_What you have to do_:
Hunt through the lines below for the string "esthetics" and copy each one that has it.

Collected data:
+++++

PR #189, opened 2018-10-04
Cog 633 fix display of office

kelfink:
* fix office display by translating with the office list.
   Shows office name on add user, verify user, edit user, user list


kelfink:
I think the code climate number of functions can be ignored for the moment.  We'll prioritize cleanup I the next sprint.

app/javascript/views/userDetail/UserDetail.jsx
```diff
@@ -18,6 +18,8 @@ export default class UserDetail extends Component {
       resendEmailAlert: false,
       disableEditBtn: props.disableEditBtn,
       disableErrorAlert: false,
+      resendEmail: true,
+      officesList: props.officesList,
```
RamuKammagani-osi: We don't need extra state here as we are passing to edit/show cards as this.props.officeList.

Sushmareddy-OSI: I don't think we need this officeList in state, never used as state.

lib/users/user_details.rb
```diff
@@ -19,6 +19,7 @@ class UserDetails < Dry::Struct
     attribute :start_date, Types::String.optional
     attribute :end_date, Types::String.optional
     attribute :office, Types::String.optional
```
RamuKammagani-osi: You can remove this office attribute, as we not using this anymore.

spec/lib/users/user_details_spec.rb
```diff
@@ -16,6 +16,7 @@ module Users
       it { is_expected.to have_attribute(:start_date, Types::String.optional) }
       it { is_expected.to have_attribute(:end_date, Types::String.optional) }
       it { is_expected.to have_attribute(:office, Types::String.optional) }
```
RamuKammagani-osi: same here

app/javascript/_constants/constants.js
```diff
@@ -26,3 +26,14 @@ export const userStatusFormat = ({ enabled }) => {
 export const lastLoginDate = ({ last_login_date_time }) => {
   return checkDate(last_login_date_time);
 };
+
+export const translateOffice = (userObject, officesList) => {
```
Nasir2712: I honestly think this logic can be moved to the selector, and just the officeName props can be sent to the component. We can make use of the state and all the computational logic can be handled in the selectors.
This way it will be really easier for us to debug to just look at one place every time we debug.  
What do you think?

kelfink: Sounds good for a refactor.  Can we put it off until later so I can git thus merged ?

PR #191, opened 2018-10-08
Cog 461 values persists after logout

Sushmareddy-OSI:


kelfink:
This exposes and uses the deleteItem method, can calls it when the session is logged out.  Looks good.  Should have an acceptance test added.  Let's talk about that.

PR #192, opened 2018-10-08
Pass office_id for display on verify user component

kelfink:


lib/users/user_data.rb
```diff
@@ -0,0 +1,33 @@
...
+
+require 'dry-struct'
+require 'dry-types'
+
+module Types
+  include Dry::Types.module
+end
+
+module Users
+  class UserData < Dry::Struct
```
RamuKammagani-osi: Is it because of the initial loading issue we found  on verify user card?? Is that the reason for separating UserData from verify_user.rb ??

PR #193, opened 2018-10-09
Cog 684 get roles list

kelfink:
Added rails, react, redux functionality to load the dictionary data for Roles into browser props.    There is stub data produced which can be removed after the Perry roles service produces actual data instead of a 404 error.


lib/users/user_repository.rb
```diff
@@ -43,6 +43,15 @@ def get_offices_list(token)
       response.body { Offices.new }
     end
 
+    def get_roles_list(token)
+      response = @http_service.get('/perry/idm/roles', token)
+      if response.status == 404
```
RamuKammagani-osi: There will be new PR, that will replace this piece of code and just returns the response from API, As API service is not yet ready we are stubbing it to test some other parts on the FrontEnd.

lib/users/user_repository.rb
```diff
@@ -43,6 +43,15 @@ def get_offices_list(token)
       response.body { Offices.new }
     end
 
+    def get_roles_list(token)
```
money:
```
def get_roles_list(token)
       response = @http_service.get('/perry/idm/roles', token)
       return response.body { Roles.new } if response.status != 404

       [{ id: 'CWS-worker', name: 'CWS Worker (stub)' },
        { id: 'CALS-external-worker', name: 'CALS external worker (stub)' }]
end
```
How about this?

spec/acceptance/support/user_detail_page_helpers.rb
```diff
@@ -2,6 +2,8 @@
 
 module UserDetailPageHelper
   def page_is_user_details
+    # find forces a wait for the content to appear, while the expect does not.
```
money: Another option would be to wait for the AJAX to finish.  Not looking for this implementation, just a suggestion.  And you can look at the implementation of it here: https://github.com/ca-cwds/acceptance_testing/blob/master/spec/helpers/wait.rb

spec/controllers/api/roles_list_controller_spec.rb
```diff
@@ -0,0 +1,30 @@
...
+require 'rails_helper'
+
+module Api
+  describe RolesListController do
+    describe '#index' do
+      let(:user_repository) { instance_double('User::UserRepository') }
+      let(:roles) { Users::Roles.new }
+
+      it 'has a route' do
+        expect(get: 'api/roles_list').to route_to(
```
money: There doesn't seem to be much value in this test.  You are better of testing if it returns a 200 status if the conditions are met and / or what the response body should include.

spec/controllers/api/roles_list_controller_spec.rb
```diff
@@ -0,0 +1,30 @@
...
+          controller: 'api/roles_list',
+          action: 'index',
+          format: 'json'
+        )
+      end
+
+      it 'returns roles list' do
+        allow(Users::UserRepository).to receive(:new)
```
money: Maybe an oversight, but you can use the let variable from line here as well, like you have done on line 22

app/controllers/api/roles_list_controller.rb
```diff
@@ -0,0 +1,11 @@
+# frozen_string_literal: true
+
+module Api
+  class RolesListController < ActionController::API
+    def index
+      token = session[:token]
```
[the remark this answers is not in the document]
kelfink: agreed.  I was able to one-line it

lib/users/roles.rb
```diff
@@ -0,0 +1,15 @@
+# frozen_string_literal: true
+
+require 'dry-struct'
+require 'dry-types'
+
+module Types
```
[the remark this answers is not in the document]
kelfink: Done, but it's a bit weird to work off-pattern for dry-struct.  I've arranged a types file in the lib/users directory which we now refer to in all the model classes in lib/users. Shaves off a bit of code.

spec/acceptance/support/user_detail_page_helpers.rb
kelfink: I'll read up on it.  Just knowing which capybara methods cause waiting is enough, mostly.  The comment is just because it's not obvious why I'm doing both.  What I'd really like is to see a visible change (like Loading... going away). when relevant Ajax is completed.

lib/users/user_repository.rb
kelfink: I don't like the post-if clause with negatives like !=.   Actually by the time the parent story of this is complete, this whole 404 returning default values should go away.  Let's just leave this as-is.

spec/controllers/api/roles_list_controller_spec.rb
kelfink: You mean "allow(user_repository).to receive(:new). ?  Why would the object receive new?  This is is for creating an instance by calling a method on the class.

money: Perhaps consider using `allow_any_instance_of`(https://relishapp.com/rspec/rspec-mocks/docs/working-with-legacy-code/any-instance).  Either way, not a blocker.

Thanks for the clarification.

spec/controllers/api/roles_list_controller_spec.rb
kelfink: It's the test of the route.  Valid because we need to keep this stable.  I added a test for 200 status on getting the roles list.

kelfink:
retest this please

kelfink:
retest this please

PR #197, opened 2018-10-12
Add newrelic gem and configuration file

kelfink:
Basically the same commit used by CANS.   https://github.com/ca-cwds/cans/pull/207/files

I trimmed off unused portions of the newrelic.yml. since it only can be used in development, any environment the file is activated in will have newrelic disabled.   Deployers will replace the config file for any prod environment.


kelfink:
We can ignore the New Relic license issue mentioned by Code Climate

PR #198, opened 2018-10-15
Cog 295 Display Roles on User Detail View Page

Sushmareddy-OSI:


Sushmareddy-OSI:
retest this please

Sushmareddy-OSI:
retest this please

app/javascript/_utils/formatters.js
```diff
@@ -55,3 +55,15 @@ export function formatSelectedPermissions(assignedPermissions, permissionList) {
       .join(', ')
   );
 }
+
+export function formatSelectedRoles(assignedRoles, rolesList) {
```
Nasir2712: can you handle this logic in selectors? instead of wrapping this method inside the component?

kelfink:
retest this please

spec/lib/users/user_repository_spec.rb
```diff
@@ -117,8 +117,7 @@ module Users
             .with('/perry/idm/roles', token)
             .and_return(response)
           expect(user_repository.get_roles_list(token))
-            .to eq([{ id: 'CWS-worker', name: 'CWS Worker (stub)' },
-                    { id: 'CALS-external-worker', name: 'CALS external worker (stub)' }])
```
kelfink: yes.  we don't need the stub values any more.

app/javascript/_utils/formatters.test.js
```diff
@@ -120,3 +121,17 @@ describe('#formatSelectedPermissions', () => {
...
+  it('return first index of the array ', () => {
+    const list = [
+      { id: 'foo', name: 'FOO_DESC' },
+      { id: 'bar', name: 'BAR_DESC' },
+      { id: 'quo', name: 'QUO_DESC' },
+      { id: 'qux', name: 'QUX_DESC' },
+    ];
+    expect(formatSelectedRoles(['foo', 'bar'], list)).toEqual('FOO_DESC');
+    expect(formatSelectedRoles('', list)).toEqual('');
+    expect(formatSelectedRoles(['qux'], list)).toEqual('QUX_DESC');
```
kelfink: maybe a quick case for what happens when 'baz' is passed in but 'baz' is not in the list ?

Sushmareddy-OSI: a role id when it's not in the list will return undefined.

Sushmareddy-OSI: added unit test for the not listed option

PR #54, opened 2023-02-16
FLPATH-5: Update and include Dockerfile and Docker Compose

anludke:


eloycoto (approved):

docker-compose/run-parodos-locally.sh
```diff
@@ -0,0 +1,59 @@
+#!/bin/bash
```
eloycoto, line 1: I would add a comment in the Readme, but looks good to me :-)

anludke: Awesome! Thank you

PR #63, opened 2023-02-21
CI: add better integration on GitHub Actions.

eloycoto:
This change adds a way to test the following things in GitHub actions:

- Build using maven build as it was.
- A new job to report jacoco reports.
- A super simple way to deploy things to kubernetes for example.
- A simple way to run the example script.
- A big refactor on example script with colors and assertions.
- Added cache on maven when build

The workflow is like this one:
https://github.com/redhat-developer/parodos/actions/runs/4232739123

### DIFF
--- a/Makefile
+++ b/Makefile
@@ -1,0 +1,46 @@
+
+COMPOSE ?= docker-compose
+DOCKER ?= docker
+
+ORG=quay.io/parados/
+WORKFLOW_SERVICE_IMAGE=workflow-service
+NOTIFICATION_SERVICE_IMAGE=notification-service
+
+GIT_BRANCH := $(shell git rev-parse --abbrev-ref HEAD | sed s,^main$$,latest,g)
+GIT_HASH := $(shell git rev-parse HEAD)
+
+build-images:
+	$(COMPOSE) -f ./docker-compose/docker-compose.yml build
+
+
+tag-images:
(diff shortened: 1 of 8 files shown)


hack/manifests/base/kustomization.yaml
```diff
@@ -0,0 +1,3 @@
+resources:
```
pkliczewski, line 1: Do you think it makes sense to have more manifests? We have local profile but we need integration and production as well.

Makefile
```diff
@@ -0,0 +1,46 @@
+
+COMPOSE ?= docker-compose
+DOCKER ?= docker
+
+ORG=quay.io/parados/
+WORKFLOW_SERVICE_IMAGE=workflow-service
+NOTIFICATION_SERVICE_IMAGE=notification-service
+
+GIT_BRANCH := $(shell git rev-parse --abbrev-ref HEAD | sed s,^EloyGH$$,test,g)
```
pkliczewski, line 9: Do we need `EloyGH` here?

hack/manifests/base/kustomization.yaml
eloycoto: At the moment I added the testing folder, and from there we can evolve in case that it's needed ;-)

pkliczewski: OK, make sense

lshannon (approved):

PR #64, opened 2023-02-22
Test: Exclude lombok code from coverage

eloycoto:
Fix FLPATH-31


pkliczewski (commented):
According to this [blog](https://dev.to/derlin/exclude-lombok-generated-code-from-test-coverage-jacocosonarqube-4nh1) we can `put it either at the root of your repo, or in the src/ folder`. What do you think to have it at the root level?

pkliczewski (approved):

anludke (approved):

PR #70, opened 2023-02-23
Test: add unit test for the UserService

eloycoto:


workflow-service/src/test/java/com/redhat/parodos/user/service/UserServiceImplTest.java
```diff
@@ -0,0 +1,120 @@
...
+		// when
+		UserResponseDTO res = this.service.getUserByUsername(user.getUsername());
+
+		// then
+		assertNull(res);
+		Mockito.verify(this.userRepository, Mockito.times(1)).findByUsername(Mockito.any());
+	}
+
+	private User getSampleUser(String name) {
+		User user = User.builder().username(name).email("test@test.com").build();
```
pkliczewski, line 115: We pass the name but hardcode the email. What do you think about passing both or hardcoding both?

eloycoto: The idea is to have more than one, so you have a different one, if something change, u do something in the test itself, like:

user = getSampleUser("test)
userFoo = getSampleUser("foo")
userFoo.setEmail("test@foo.com")

So, the idea is to have lean helpers, that are used across all places

pkliczewski: my point was about consistency. We could either have something like:

```java
private User getSampleUser() {
		User user = User.builder().username("test").email("test@test.com").build();
		user.setId(UUID.randomUUID());
		return user;
}
```

or 

```java
private User getSampleUser(String name, String email) {
		User user = User.builder().username(name).email(email).build();
		user.setId(UUID.randomUUID());
		return user;
}
```

For current code it should be as easy as using the first one but if we think about broad reuse the second one seems to be better.

eloycoto: The thing that I wanted to avoid is writing the data twice, where is no value for that. because Name is something that we need for each test, but no the email at all.

workflow-service/src/test/java/com/redhat/parodos/user/service/UserServiceImplTest.java
```diff
@@ -0,0 +1,120 @@
...
+		// given
+		User user = getSampleUser("test");
+		Mockito.when(this.userRepository.save(Mockito.any(User.class))).thenReturn(user);
+
+		// when
+		UserResponseDTO res = this.service.save(user);
+
+		// then
+		assertNotNull(res);
+		assertEquals(res.getId().toString(), user.getId().toString());
```
gciavarrini, line 42: `res.getId()` returns `String` so you can simplify this assertion as
`assertEquals(res.getId(), user.getId().toString());`

workflow-service/src/test/java/com/redhat/parodos/user/service/UserServiceImplTest.java
```diff
@@ -0,0 +1,120 @@
...
+		// given
+		User user = getSampleUser("test");
+		Mockito.when(this.userRepository.findById(user.getId())).thenReturn(Optional.of(user));
+
+		// when
+		UserResponseDTO res = this.service.getUserById(user.getId());
+
+		// then
+		assertNotNull(res);
+		assertEquals(res.getId().toString(), user.getId().toString());
```
gciavarrini, line 60: Same as above

workflow-service/src/test/java/com/redhat/parodos/user/service/UserServiceImplTest.java
pkliczewski: What do you think about using the first option. We always use the same name.

eloycoto: at some point, test need to be extended where the findbyUserName is different and have more than one value in the array.

lshannon (approved):

PR #71, opened 2023-02-23
Fix README files typos

gciavarrini:
This PR fixed some typos present in README files.
In addition, It reformats README files using line length equals to 120 chars. This is necessary to ease the read of the raw file and to ease the edits on the text.

### DIFF
--- a/README.md
+++ b/README.md
@@ -10,17 +10,17 @@ progress).
 https://github.com/janus-idp
 
 The focus of Parodos is around Workflows (composed of WorkflowTasks) that bring together the existing tools and
-processes of the enterpise in an end-to-end experience that developers, quality assurance, produnction support and other
+processes of the enterpise in an end-to-end experience that developers, quality assurance, production support and other
 enterprise software development/delivery team members can consume (through our Backstage plugins or by your own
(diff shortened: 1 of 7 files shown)


pkliczewski (commented):
Overall, it looks good. I only have a question about breaking single line of text to multiple lines. Is it about esthetics?

gciavarrini:
> Overall, it looks good. I only have a question about breaking single line of text to multiple lines. Is it about esthetics?

Fixing a typo when a line is, for example, 600 character long is a bit difficult because you have to scroll horizontally. So, IMO, wrapping lines is a good way to help the developer to read and fix markdown files quickly.

In addition, wrapping lines ease the review process: when fixing typos on a short line, it's faster to see the differences from `git diff` (see [example](https://about.gitlab.com/blog/2016/10/11/wrapping-text/#comparing-similar-views))

As far as I know, there is no a de facto best practice about line wrap in Markdown, but for example the [GitLab style guide](https://docs.gitlab.com/ee/development/documentation/styleguide/#text) imposes the line wrapping.

@pkliczewski WDYT?

pkliczewski:
It is ok to me. Let's see what others will say

lshannon (approved):

PR #72, opened 2023-02-27
FLPATH-44: workflow level parameters

RichardW98:
[FLPATH-44](https://issues.redhat.com/browse/FLPATH-44)

Screenshot 2023-02-26 at 10 12 47 PM


workflow-examples/src/main/java/com/redhat/parodos/examples/simple/LoggingWorkFlowTask.java
```diff
@@ -43,16 +45,30 @@ public class LoggingWorkFlowTask extends BaseInfrastructureWorkFlowTask {
...
+		return new DefaultWorkReport(WorkStatus.FAILED, workContext);
 	}
 
 	@Override
 	public List<WorkFlowTaskParameter> getWorkFlowTaskParameters() {
-		return List.of(WorkFlowTaskParameter.builder().key("api-server").description("The api server")
-				.type(WorkFlowTaskParameterType.URL).optional(false).build());
+		return List.of(
+				WorkFlowTaskParameter.builder().key("api-server").description("The api server")
+						.type(WorkFlowTaskParameterType.URL).optional(false).build(),
```
pkliczewski, line 68: How do we differentiate between optional and missing parameter and required and missing? Do we rely on user to verify whether it was provided?

parodos-model-api/src/main/java/com/redhat/parodos/workflow/task/parameter/WorkFlowTaskParameterScope.java
```diff
@@ -0,0 +1,29 @@
...
+/**
+ * The supported scopes for an @see WorkFlowTaskParameter. A UI layer can render
+ * appropriate components to collect user inputs for different scopes using these values
+ *
+ * @author Richard Wang (Github: RichardW98)
+ *
+ */
+public enum WorkFlowTaskParameterScope {
+
+	WORK_FLOW, TASK,
```
pkliczewski, line 27: What do you think about using `WORKFLOW`?

workflow-service/src/main/java/com/redhat/parodos/workflow/definition/dto/converter/WorkFlowParametersConverter.java
```diff
@@ -0,0 +1,48 @@
...
+
+/**
+ * Workflow parameter converter
+ *
+ * @author Richard Wang (Github: richardw98)
+ * @author Annel Ketcha (Github: anludke)
+ */
+
+@Converter
+public class WorkFlowParametersConverter implements AttributeConverter<Set<WorkFlowTaskParameter>, String> {
```
pkliczewski, line 35: We support several parameter types including DATE and NUMBER. Do we want to provide way to convert them to corresponding types?

workflow-examples/src/main/java/com/redhat/parodos/examples/simple/LoggingWorkFlowTask.java
RichardW98: we used to have a feature allowing developer to define defaultValue for optional parameters.  I will try to restore it here

workflow-service/src/main/java/com/redhat/parodos/workflow/execution/continuation/WorkFlowContinuationService.java
```diff
@@ -99,8 +102,12 @@ public void workFlowRunAfterStartup() {
 							throw new RuntimeException(e);
 						}
 					});
+					Map<String, String> workFlowArguments;
+					workFlowArguments = WorkFlowDTOUtil.readStringAsObject(workFlowExecution.getArguments(),
```
eloycoto, line 106: I would add this to the test, there is already one, so added the check will not hurt

tupyy:
stupid question: is saving the `user-id` compliant with GPDR?

anludke:
It's being reworked on master workflow refinement under feature/FLPATH-153

PR #74, opened 2023-02-28
Add unit tests coverage for NotificationRecordServiceImpl object

nirarg:
This change includes:
* Adding NotificationRecordServiceTests.java with all tests
* Minor code correctness changes in NotificationRecordServiceImpl.java
* Adding Java Docs to the interface - NotificationRecordService.java


notification-service/src/test/java/com/redhat/parodos/notification/service/NotificationRecordServiceTests.java
```diff
@@ -0,0 +1,232 @@
...
+		exception = assertThrows(RuntimeException.class, () -> {
+			this.notificationRecordServiceImpl.getNotificationRecords(pageable, userName, State.UNREAD, searchTerm);
+		});
+		assertEquals("Search by state and search term combined not supported", exception.getMessage());
+	}
+
+	@Test
+	void countNotificationRecords() {
+		String userName = "test-user";
+		List<State> states = Arrays.asList(State.values());
```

+++++

_Exercise result_:
Overall, it looks good. I only have a question about breaking single line of text to multiple lines. Is it about esthetics?
> Overall, it looks good. I only have a question about breaking single line of text to multiple lines. Is it about esthetics?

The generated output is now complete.